Former cricketer Ajay Jadeja notes that Indians do not love sport. "We love the national Indian cricket team. That is why a South Africa versus Australia match which is high in quality gets low ratings compared with an India versus Bangladesh encounter which might be low in quality. There is an emotional attachment. It also exists for the Olympics and so when Rathod wins an Olympic medla we are ecstatic. If he does well in the World Champiopnships nobody is watching," adds Jadeja.



He also points out that cricket has the obstacle in that some players do not play for clubs with the same fervour as they do for their national teams. For instance Ganguly did not bond well with Lancashire. Team culture is not a priority in many cases.

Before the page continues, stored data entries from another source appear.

PR #3538, opened 2025-07-13
Adding support for consumer audience for serverless

chapmanc:
This change enables gcp serverless to use workload identity federation to authenticate against another GCP workload federation identity using oidc. https://github.com/redpanda-data/common-go/pull/69


chapmanc:
Only to be merged after this is merged https://github.com/redpanda-data/common-go/pull/69 and we have updated from a branch reference to a fully qualified release.

PR #3539, opened 2025-07-14
Trigger docs update on tags

JakeSCahill:
Our workflow wasn't getting triggered on releases. I checked the other workflows and they rely on tags.


mmatczuk (approved):
LGTM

"In soccer you have players giving their all for their clubs. In fact some of them play their best for their clubs as opposed to their national sides. The club culture is embedded in that sport. For cricket it is often the opposite. Above all people watching the IPL need to believe that what they are seeing is real and not some reality show," says Jadeja.


Modi agrees that cricket has to be competitive and serious. There needs to be a hunger to win. Rivalries need to be real; Shah Rukh Khan might drive people into the stadiums but if the cricket is not a compelling experience how many people will stick around?



While IPL is trying to replicate the success of the English Premier League (EPL) one of the reasons why the EPL does well is that England is a small country. PwC‘s Thompson notes that this allows fans can travel with their teams.


Teams playing away matches get support. Will India be able to replicate this given its geography? Also big cities in the UK have different teams like Manchester United and Manchester City. This gives the local sports culture a huge boost. He spoke about a 60 city model for local sport. He also says that the reason the EPL gets so much money is the exclusivity of pay TV. In India this does not exist.



Still it is important not to get pessimistic from the outset. The IPL has gotten new partners Hutton notes. Setanta will air cricket for the first time courtesy IPL. " In Dubai there is a lot of interest about what is happening here. This is a far cry from the days when the BCCI had to pay someone to produce domestic cricket. I think that different loyalties can be created over time."



Modi further notes that the IPL marks the first that a sports league on this scale has been built from the ground up adds Modi. With EPL for instance clubs already existed and it was a question of putting their rights into one body. Asked as to why there was cap on the players purse during the auction he explains that the aim was to provide a level playing field. "This cap though is only for the first year. From the second year players can be traded. Keep in mind though the fact that corporates will not be tolerant of poor performances by players. They are not being picked by selectors."



He also had words of encouragement for other sports. He notes that as the economy grows there are more choices becoming available besides Bollywood and soaps. "You now have international sports events where international players like Rafeal Nadal, the Williams sisters playing here. The FI Grand Prix which takes place in Delhi in 2014 will be a landmark event."



And what can other sports learn from the IPL? Sports editor Ayaz Memon notes that it is key that other sports shake off the sluggishness of sports bodies. State apathy needs to be replaced with the drive of private enterprise which is what is being seen in the IPL. Jadeja further lamented the fact that India has a sports minister who has no interest in this genre.